To give you a taste of what’s to follow, let me point to three Gospel passages that in part answer the question: What was Jesus like? At least for me on reflection they spelled huge discoveries.
The first passage: John the Baptist “looked at Jesus as he walked, and said, ‘Behold, the Lamb of God!’ The two disciples [Andrew and John] heard him say this, and they followed Jesus. Jesus turned, and saw them following, and said to them, ‘What do you seek?’ And they said to him, ‘Rabbi’ (which means Teacher), ‘where are you staying?’ He said to them, ‘Come and see.’ They came and saw where he was staying; and they stayed with him that day, for it was about the tenth hour” (Jn 1:36-39).
Nothing out of the ordinary there, you may be thinking. I had the same reaction, till I realized that the evangelist John described the scene he took part in some 50-60 years later. In other words: Such was the indelible impression that Jesus wrought in the first of his disciples that at least one could recall a half century later the very hour when he first met up with Christ. Not some ordinary encounter, then. A further clue to the Galilean carpenter’s magnetic personality can be gleaned from the next passage.

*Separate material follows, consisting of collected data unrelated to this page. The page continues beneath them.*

Issue #134, opened 2017-04-25
Support arbitrary interleaving of horizontal and vertical fusion rules


deepakn94:
(Ideally we would be able to support arbitrary interleaving of all rules)

deepakn94:
Addressed by #139

PR #139, opened 2017-05-03
Apply transforms as part of optimization passes

deepakn94:


deepakn94:
PS: Do you know of a good way to specify these passes as part of some input configuration? Or is this not useful?

deepakn94:
(addresses #134)

sppalkia:
You could probably make a table of all the transforms, which maps a string name to each transform. That's similar to what clang does too (e.g., you can pass something like `-ftree-vectorize` to turn on the `tree-vectorize` transform, and `no-tree-vectorize` to turn the transform off).

mateiz:
This is great as a start but I'd consider creating a Pass class that has a name, etc. Then we can print nicer debugging info about passes or disable particular ones.

deepakn94:
Alright @matei and @sppalkia, tried to organize the code better.

deepakn94:
Also forgot to note that I plan on adding functionality that turns passes on and off in a separate PR...

deepakn94:
Actually just added the ability to specify optimization passes as part of the config. This works from Python too.

weld/passes.rs
```diff
@@ -0,0 +1,67 @@
...
+        }
+        Ok(())
+    }
+
+    pub fn pass_name(&self) -> String {
+        self.pass_name.clone()
+    }
+}
+
+pub fn get_pass(pass_name: String) -> WeldResult<Pass> {
```
mateiz: Why is pass_name a String instead of &str?

weld/passes.rs
```diff
@@ -0,0 +1,67 @@
...
+    match pass_name.as_ref() {
```
mateiz: Might be nicer to put these in a map with lazy_static.

weld/passes.rs
```diff
@@ -0,0 +1,67 @@
+use super::ast::*;
+use super::error::*;
+use super::transforms;
+
+
+pub struct Pass {
+    transform_fns: Vec<fn(&mut Expr<Type>)>,
+    transform_names: Vec<String>,
```
mateiz: This is kind of hard to maintain because the vectors have to be the same length; I'd create a separate "Transformation" type that has both a name and a function, or drop the names.

deepakn94:
@mateiz, addressed. Let me know if anything looks amiss.

weld/passes.rs
```diff
@@ -0,0 +1,58 @@
...
+    }
+}
+
+lazy_static! {
+    pub static ref OPTIMIZATION_PASSES: HashMap<&'static str, Pass> = {
+        let mut m = HashMap::new();
+        m.insert("inline-apply", Pass {
+            transform_fns: vec![transforms::inline_apply],
+            pass_name: String::from("inline-apply")
+        });
```
mateiz: Nit: I'd consider cleaning these up by creating a `Pass::new` constructor. For example, You could then do `m.insert("inline-apply", Pass::new("inline_apply, vec![inline_apply]))`.

weld/passes.rs
```diff
@@ -0,0 +1,58 @@
+use super::ast::*;
+use super::error::*;
+use super::transforms;
+
+use std::collections::HashMap;
+
+
+pub struct Pass {
+    transform_fns: Vec<fn(&mut Expr<Type>)>,
```
mateiz: Could just name this "transforms"

weld/conf.rs
```diff
@@ -27,3 +30,12 @@ pub fn parse_memory_limit(s: CString) -> i64 {
         Err(_) => DEFAULT_MEMORY_LIMIT,
     }
 }
+
+/// Parses the optimization passes. Returns the default if the string cannot be parsed.
+pub fn parse_optimization_passes(s: CString) -> Vec<String> {
+    let s = s.into_string().unwrap();
+    match s.as_ref() {
+        "" => DEFAULT_OPTIMIZATION_PASSES.to_vec().iter().map(|e| e.to_string()).collect(),
```
mateiz: Maybe DEFAULT_OPTIMIZATION_PASSES should be a static Vec<String> and we should just clone it. Not sure whether that's easier.

mateiz:
Looks OK overall, but I just made a few small comments on things that may make it clearer.

mateiz:
BTW feel free to just merge it once you've fixed those.

PR #140, opened 2017-05-05
Fix Code Generation for Negate on floats

sppalkia:
This fixes an issue where LLVM code generation was broken for the `Negate` operator on the `f32` and `f64` types.


jjthomas:
looks good, merging

PR #142, opened 2017-05-12
Fixes a Transform Bug in Loop Fusion

sppalkia:
Also adds better error reporting for missing symbols during `uniquify`

### DIFF
--- a/weld/ast.rs
+++ b/weld/ast.rs
@@ -444,8 +444,7 @@ impl<T: TypeBounds> Expr<T> {
                     if let Some(lv) = sym_map.get(l) {
                         Ok(**lv == *r)
                     } else {
-                        Err(WeldError::new("undefined symbol when comparing expressions"
-                            .to_string()))
+                        weld_err!("undefined symbol {} when comparing expressions", l)
                     }
                 }
                 _ => Ok(false), // all else fail.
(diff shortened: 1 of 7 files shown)


weld/ast.rs
```diff
@@ -523,21 +522,22 @@ impl<T: TypeBounds> Expr<T> {
 
     /// Recursively transforms an expression in place by running a function on it and optionally replacing it with another expression.
     pub fn transform_and_continue<F>(&mut self, func: &mut F)
-        where F: FnMut(&mut Expr<T>) -> Option<(Expr<T>, bool)>
+        where F: FnMut(&mut Expr<T>) -> (Option<Expr<T>>, bool)
```
mateiz: What's the motivation for this change? Is the bool about whether to continue recursing down or something?

weld/ast.rs
```diff
@@ -523,21 +522,22 @@ impl<T: TypeBounds> Expr<T> {
...
+            (Some(e), false) => {
                 *self = e;
             }
-            None => {
+            (None, true) => {
                 for c in self.children_mut() {
                     c.transform_and_continue(func);
                 }
             }
+            (None, false) => {}
```
mateiz: This whole switch statement is kind of weird now; why don't we have an if on the first part of the tuple (replace `*self` or not) and then a second if on the second part (transform children)?

weld/ast.rs
sppalkia: Yup, the `bool` states whether to recurse down and the expression is what to replace it with. Before, erroring out was hard since there was no way of saying "don't replace the expression and don't recurse down."

weld/ast.rs
sppalkia: Hm, the reason for this is that if you do end up replacing self, you want to call the transform on yourself (to match on the replaced expression); otherwise, you call the transform on each child.

mateiz: OK, that makes sense then.

sppalkia:
Cool, merged this.

deepakn94:
Hmm -- I think this commit broke some of the Pandas workloads. (seeing a segfault when running `python get_population_stats_simplified_grizzly.py`)

PR #143, opened 2017-05-12
Add decoding for 2D arrays of doubles in Grizzly

jialinding:


sppalkia:
Very cool, thanks! Merging this in.

PR #144, opened 2017-05-17
Annotations

deepakn94:


deepakn94:
@mateiz This is still work-in-progress, but feel free to leave comments!

mateiz:
Looks like you didn't `git add` all the files?

deepakn94:
Nope, I've `git add`ed everything I wanted to.

mateiz:
Oh weird, it was only showing 2 files before. Now it shows all of them.

weld/ast.rs
```diff
@@ -75,11 +75,136 @@ impl fmt::Display for ScalarKind {
...
+            num_keys: None,
+        }
+    }
+
+    pub fn get_builder_implementation(&self) -> Option<BuilderImplementationKind> {
+        self.builder_implementation.clone()
+    }
+
+    pub fn set_builder_implementation(&mut self,
+                                      builder_implementation: &str) {
```
mateiz: Would be better if this takes a BuilderImplementationKind instead of a string; why do the parsing here instead of in the parser?

mateiz: Also I wonder whether these should take in an option; is there any case for clearing / removing annotations? Maybe not...

weld/pretty_print.rs
```diff
@@ -36,8 +36,8 @@ impl PrintableType for Type {
                 res
             }
             Builder(Appender(ref t)) => format!("appender[{}]", t.print()),
-            Builder(DictMerger(ref kt, ref vt, op)) => {
-                format!("dictmerger[{},{},{}]", kt.print(), vt.print(), op)
+            Builder(DictMerger(ref kt, ref vt, op, ref annotations)) => {
+                format!("dictmerger[{},{},{}] #[{}]", kt.print(), vt.print(), op, annotations)
```
mateiz: Don't print the annotations unless there are some set IMO

mateiz:
How hard is it to make the syntax such that annotations appear before the type / statement / etc, not after? In most languages it's before.

Also I'd consider making the syntax more Java- and Python-like: `@(annotations)`.

deepakn94:
I think this is ready for review now.

Couple of points I would like feedback on:
- I'm not currently attaching annotations to their corresponding `Expr` objects -- should this be added before we merge in the first pass? (in particular, if you have an annotation on a builder, you could also have the same annotation on the corresponding `NewBuilder` object -- what makes most sense here?)
- Since `Builder` needs the `Eq` and `Hash` traits implemented, I had to make branch_selectivity an `Option<i32>` -- this is awkward however. What's the best way of dealing with this?

Any other feedback appreciated as well!

weld/ast.rs
```diff
@@ -75,6 +75,181 @@ impl fmt::Display for ScalarKind {
...
+        };
+        f.write_str(text)
+    }
+}
+
+#[derive(Clone, Debug, PartialEq, Eq, Hash)]
+pub struct Annotations {
+    builder_implementation: Option<BuilderImplementationKind>,
+
+    predicate: Option<bool>,
```
sppalkia: Predication is a transform, so maybe this shouldn't be an annotation?

weld/ast.rs
```diff
@@ -75,6 +75,181 @@ impl fmt::Display for ScalarKind {
...
+    vectorize: Option<bool>,
+    tile_size: Option<i32>,
+    grain_size: Option<i32>,
+
+    size: Option<i32>,
```
sppalkia: Probably good to make these `i64` since the sizes can get pretty big (assuming this is in bytes)

weld/ast.rs
```diff
@@ -75,6 +75,181 @@ impl fmt::Display for ScalarKind {
...
+    branch_selectivity: Option<i32>, // Fractions of 10,000.
```
sppalkia: Maybe get rid of `Eq` as a trait and just make this `f32`?

weld/ast.rs
```diff
@@ -75,6 +75,181 @@ impl fmt::Display for ScalarKind {
...
+            vectorize: None,
+            tile_size: None,
+            grain_size: None,
+            size: None,
+            branch_selectivity: None,
+            num_keys: None,
+        }
+    }
+
+    pub fn get_builder_implementation(&self) -> Option<BuilderImplementationKind> {
```
sppalkia: Rename `get_builder_implementation` -> `builder_implementation`

https://github.com/rust-lang/rfcs/blob/master/text/0344-conventions-galore.md#gettersetter-apis

Is there a reason why we return a clone of the annotation instead of a reference?

weld/ast.rs
```diff
@@ -75,6 +75,181 @@ impl fmt::Display for ScalarKind {
...
+        self.builder_implementation.clone()
+    }
+
+    pub fn set_builder_implementation(&mut self,
+                                      builder_implementation: BuilderImplementationKind) {
+        self.builder_implementation = Some(builder_implementation);
+    }
+
+    pub fn get_predicate(&self) -> Option<bool> {
```
sppalkia: See above.

weld/ast.rs
```diff
@@ -75,6 +75,181 @@ impl fmt::Display for ScalarKind {
...
+        self.predicate.clone()
+    }
+
+    pub fn set_predicate(&mut self, predicate: bool) {
+        self.predicate = Some(predicate)
+    }
+
+    pub fn get_vectorize(&self) -> Option<bool> {
```
sppalkia: See above.

weld/ast.rs
```diff
@@ -75,6 +75,181 @@ impl fmt::Display for ScalarKind {
...
+        self.vectorize.clone()
+    }
+
+    pub fn set_vectorize(&mut self, vectorize: bool) {
+        self.vectorize = Some(vectorize)
+    }
+
+    pub fn get_tile_size(&self) -> Option<i32> {
```
sppalkia: See above.

weld/ast.rs
```diff
@@ -75,6 +75,181 @@ impl fmt::Display for ScalarKind {
...
+        self.tile_size.clone()
+    }
+
+    pub fn set_tile_size(&mut self, tile_size: i32) {
+        self.tile_size = Some(tile_size)
+    }
+
+    pub fn get_grain_size(&self) -> Option<i32> {
```
sppalkia: See above.

weld/ast.rs
```diff
@@ -75,6 +75,181 @@ impl fmt::Display for ScalarKind {
...
+
+    pub fn get_selectivity(&self) -> Option<i32> {
+        self.branch_selectivity.clone()
+    }
+
+    pub fn set_selectivity(&mut self, selectivity: i32) {
+        self.branch_selectivity = Some(selectivity)
+    }
+
+    pub fn get_num_keys(&self) -> Option<i32> {
```
sppalkia: See above.

weld/ast.rs
```diff
@@ -75,6 +75,181 @@ impl fmt::Display for ScalarKind {
...
+
+    pub fn get_size(&self) -> Option<i32> {
+        self.size.clone()
+    }
+
+    pub fn set_size(&mut self, size: i32) {
+        self.size = Some(size)
+    }
+
+    pub fn get_selectivity(&self) -> Option<i32> {
```
sppalkia: See above.

weld/ast.rs
```diff
@@ -75,6 +75,181 @@ impl fmt::Display for ScalarKind {
...
+
+    pub fn get_grain_size(&self) -> Option<i32> {
+        self.grain_size.clone()
+    }
+
+    pub fn set_grain_size(&mut self, grain_size: i32) {
+        self.grain_size = Some(grain_size)
+    }
+
+    pub fn get_size(&self) -> Option<i32> {
```
sppalkia: See above.

weld/ast.rs
```diff
@@ -75,6 +75,181 @@ impl fmt::Display for ScalarKind {
...
+
+    pub fn get_num_keys(&self) -> Option<i32> {
+        self.num_keys.clone()
+    }
+
+    pub fn set_num_keys(&mut self, num_keys: i32) {
+        self.num_keys = Some(num_keys)
+    }
+
+    pub fn is_empty(&self) -> bool {
```
sppalkia: Is there a way to do this so the compiler throws an error if we add new annotations and forget to add them here (e.g., something like a `MatchError`?) Maybe it's not possible.

weld/ast.rs
```diff
@@ -75,6 +75,181 @@ impl fmt::Display for ScalarKind {
...
+            is_empty = false;
+        }
+        if let Some(_) = self.num_keys {
+            is_empty = false;
+        }
+        is_empty
+    }
+}
+
+impl fmt::Display for Annotations {
```
sppalkia: Same comment as for `is_empty`

weld/parser.rs
```diff
@@ -485,8 +487,115 @@ impl<'t> Parser<'t> {
         Ok(cast_expr)
     }
 
+    /// Parses annotations in the format "@(<annotation name>: <annotation value>,...)".
+    fn parse_annotations(&mut self, annotations: &mut Annotations) -> WeldResult<()> {
```
sppalkia: Can you add these to `language.md` describing the syntax, valid annotations, etc.

weld/ast.rs
deepakn94: I think the point of this is to specify whether you want to predicate a specific `if` expression. Similar with `vectorize`, etc.

weld/ast.rs
deepakn94: Good point, I'll fix this.

weld/ast.rs
deepakn94: Noted -- changed to returning a reference as well.

weld/ast.rs
deepakn94: Don't think so -- I'll add a comment in the `struct` definition though.

weld/ast.rs
deepakn94: Hmm yeah -- I don't think this is possible since `BuilderKind` needs the `Eq` and `Hash` traits implemented.

deepakn94:
@sppalkia, addressed your comments!

docs/language.md
```diff
@@ -48,6 +48,15 @@ Note that among the builders that take functions and or values, two types are id
 Making functions part of the type is slightly unusual because the functions passed in could be closures over some variables that exist at that point in the program.
 Right now the implementation doesn't allow this, and we have not tried to formalize what it means.
 
+In addition, it's possible to specify annotations on builder types: these could for example specify an implementation strategy for a builder. To specify an annotation on a `dictmerger`, one can use syntax like
```
sppalkia: It might be better to just have a subsection called Annotations and list the ones we support?

weld/ast.rs
sppalkia: Ah I see...and `Type` is used as a `HashMap` key in `llvm.rs`. I think eventually it might be good to just get rid of those traits for types but then we'd need a different way of storing a type in a map. This is okay for now.

sppalkia:
Also, make sure you resolve the conflicts and run `rustfmt` again.

PR #145, opened 2017-05-18
Add C UDF Support

sppalkia:
This PR adds support for calling C-style UDFs from within an Weld program. C UDFs are functions with with C-style symbol names. As long as the symbol name is linked with the executable, Weld can call into it.

* See `language.md` for a detailed discussion on the semantics of the UDF node.
* See `examples/cpp/udfs/` for an example of using UDFs in a C++ program.

TODO: Still need to figure out how to add integration tests for the UDFs; we somehow need to link a C-callable function into the integration test suite. Alternative designs for the UDF node are also welcome.

### DIFF
--- a/docs/language.md
+++ b/docs/language.md
@@ -186,7 +186,7 @@ macro filter(data, func) = (
 
 ## User Defined Functions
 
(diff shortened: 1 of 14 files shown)


jjthomas:
Took a quick look -- looks pretty good. You might want to add some info on where the C function needs to be located -- I think any function in the address space of the program that calls weld_module_compile/weld_module_run is fine, right? It can be statically/dynamically linked, etc.

jjthomas:
Also, I don't understand the challenge with the integration tests -- can you just pass a Rust function that has a C interface?

sppalkia:
@jjthomas yeah that's what I'll try.

sppalkia:
Okay @jjthomas, added a unit test.

jjthomas:
Looks good, feel free to merge.

Issue #110, opened 2017-03-16
Grizzly is Python 2.7 only


wesm:
It will be important to run on Python 3, preferably both 2.7 and 3.5/3.6 with a single codebase (the `six` module helps with this)

cirla:
I'm working on supporting 2.7 + 3.5/3.6 simultaneously in https://github.com/weld-project/weld/pull/132, though Unicode support muddies things a bit.

wesm:
While you're at it, it would be nice to plot a course to `conda install weld` and get all the Python things in a single `import weld` statement. This probably means a package structure like

```
weld/
    grizzy/ ...
```

cirla:
I'm also exploring what it will take to package the shared libs into the packages so binary wheels can be built and distributed.

wesm:
You can look at what we did in Apache Arrow with manylinux1: https://github.com/wesm/arrow/blob/master/python/manylinux1/build_arrow.sh

and https://github.com/wesm/arrow/blob/master/python/setup.py#L210

so all the shared libs (build with CMake) get bundled in the wheel. Probably possible to do something similar with OS X. We have an extra layer of complexity in that we also want to expose a C API for Arrow via the binary wheel (similar to the NumPy C API), but we're still working on that.

wesm:
conda is the easiest way since you can package `libweld` (the shared libraries) and `weld-python` (the Python package and C extensions) as separate components

wesm:
There seems to be some GitHub snafu right now so all the Apache git mirrors on GitHub are down at the moment

snakescott:
@cirla how is work on this going? I'm new to Weld, but Python 3.6 + packaging support lines up with my interests; is there a part of this work (and/or #132) that is sufficiently 

* well defined
* separable
* non-duplicative of current efforts

that I could try tackling it?

Thanks!

cirla:
@snakescott I haven't been actively working on this recently, but there are two separate things to tackle for #132:

1. Get Travis CI to run for multiple python versions.
   - May have to change `language:` in `.travis.yml` to `python` so that it spawns a separate job for each python version specified under the `python:` list, but then we'd need to install rust during the `install:` phase (i.e. `curl -sSf https://build.travis-ci.org/files/rustup-init.sh | sh -s -- --default-toolchain=$TRAVIS_RUST_VERSION -y`), but this would preclude us from testing against multiple versions of rust.
[...]

PR #148, opened 2017-05-31
Support different versions of python on Travis

snakescott:
Makes progress towards Python 3.6 support (#110). Once codebase is 3.6 compatible (e.g. print, unicode, etc), adding appropriate invocations to `script` in `.travis.yml` will be enough to build and test under both 2.7 and 3.6.

Once unicode & 3.6 support is working, better packaging of weld and grizzly and publishing artifacts to conda-forge would be nice.

### DIFF
--- a/.travis.yml
+++ b/.travis.yml
@@ -2,12 +2,10 @@ language: rust
 sudo: required
 dist: trusty
 
-python:
-  - 2.7
-
 addons:
   apt:
     sources:
+      - deadsnakes
       - sourceline: 'deb http://llvm.org/apt/trusty/ llvm-toolchain-trusty-3.8 main'
         key_url: 'http://llvm.org/apt/llvm-snapshot.gpg.key'
       - llvm-toolchain-trusty-4.0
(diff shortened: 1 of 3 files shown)


snakescott:
@cirla you are probably the right person to review this PR?

sppalkia:
Hey @snakescott,

Can you rebase this and make sure it passes Travis again (in particular, make sure you run `rustfmt` to autoformat the code). I did a quick scan through it and it looks good, but I'll read it more closely once that's done.

Thanks!
Shoumik

.travis.yml
```diff
@@ -21,16 +19,20 @@ addons:
...
+      - python2.7
+      - python3.6
 
 install:
-  - sudo rm -f `which llvm-config`
-  - export WELD_HOME=`pwd`
+  - pip install virtualenv==15.1.0
+  - mkdir -p .virtualenv
+  - export VENV_HOME=`pwd`/.virtualenv
+  - virtualenv $VENV_HOME/py2.7
```
cirla: It might be best to be explicit with both of these, e.g.:

```
- virtualenv $VENV_HOME/python2.7 --python=python2.7
- virtualenv $VENV_HOME/python3.6 --python=python3.6
```

You'll also want to `deactivate` below before `activate`-ing a different virtualenv. You can probably wrap it all in a helper script like:

```shell
 #!/bin/bash

$PYTHON_VERSIONS=$@

pip install virtualenv==15.1.0
mkdir -p .virtualenv
export VENV_HOME=`pwd`/.virtualenv

for v in $PYTHON_VERSIONS; do
  virtualenv "$VENV_HOME/python$v" --python="python$v"
  source "$VENV_HOME/python$v/bin/activate"
  pip install --upgrade pip setuptools wheel
  pip install --only-binary=numpy,pandas -r requirements.txt
  deactivate
done
```

and then call:

```
  - init_virtualenvs.sh 2.7 3.6
```

sppalkia:
This looks good to me! @snakescott is it still WIP?

snakescott:
yeah I think this should be g2g

Issue #149, opened 2017-06-02
Travis CI Doesn't enforce format


sppalkia:
We might want to make Travis CI enforce `rustfmt`; this will keep commits clean when `rustfmt` is run.

@mateiz @jjthomas @deepakn94 what do you think?

mateiz:
Yup, let's do it!

sppalkia:
Resolved in #150

PR #150, opened 2017-06-02
Add `rustfmt` to Travis

sppalkia:
See #149. We might choose to not merge this in :)


sppalkia:
FYI, this travis build fails because of the `rustfmt` check. We might want to add a commit which formats the whole codebase...it will make merging other outstanding PRs annoying though.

“And Jesus said to them, ‘Can the wedding guests fast while the bridegroom is with them? As long as they have the bridegroom with them, they cannot fast.’” (Mk 2:19[2] Mt 9:14-15, Lk 5:33-35). So, being in Jesus’ extended company was akin to a long-running wedding reception. Now, anyone conversant with how the Jews, at least then, went all out for weddings (often lasting up to 8 days), can easily see how this festive spirit would crowd out any feelings for repentance. This already tells us lots about Christ’s attractiveness. He’s forever sweeping people off their feet.
A third scene is well-known and has to do, again, with weddings. But don’t skim through Jn 2:2-11: “Jesus also was invited to the marriage, with his disciples. When the wine failed, the mother of Jesus said to him, ‘They have no wine.’ And Jesus said to her, ‘O woman, what have you to do with me? My hour has not yet come.’ His mother said to the servants, ‘Do whatever he tells you.’ Now six stone jars were standing there, for the Jewish rites of purification, each holding twenty or thirty gallons. Jesus said to them, ‘Fill the jars with water.’ And they filled them up to the brim. He said to them, ‘Now draw some out, and take it to the steward of the feast.’ So they took it. When the steward of the feast tasted the water now become wine, and did not know where it came from (though the servants who had drawn the water knew), the steward of the feast called the bridegroom and said to him, ‘Every man serves the good wine first; and when men have drunk freely, then the poor wine; but you have kept the good wine until now.’ This, the first of his signs, Jesus did at Cana in Galilee, and manifested his glory; and his disciples believed in him.”
Quite a sign! Doing the calculation is very telling. Six times 20-30 gallons translates into some 150 gallons of new choice wine. Or 600 quarts or 2400 cups or 4800 servings! And all that on top of what had been already quaffed! Whatever else Jesus intended to convey with this transformation, it bespeaks lavishness beyond human measure. And the water’s disappearance certainly shouldn’t be construed as an aversion on Jesus’ part to cleanliness. Rather he seems intent on revealing something about himself, even at the risk of excessive drinking among the wedding party.
[1] I do address this question in a recent work, The Case for Jesus.
[2] Here I introduce my own device (“”) to indicate parallel texts. The text cited first is identified as coming from which gospel, followed by chapter and verse. If essentially the same scene or saying appears in other gospels, it is called “parallel”; such citations follow the two vertical parallel bars.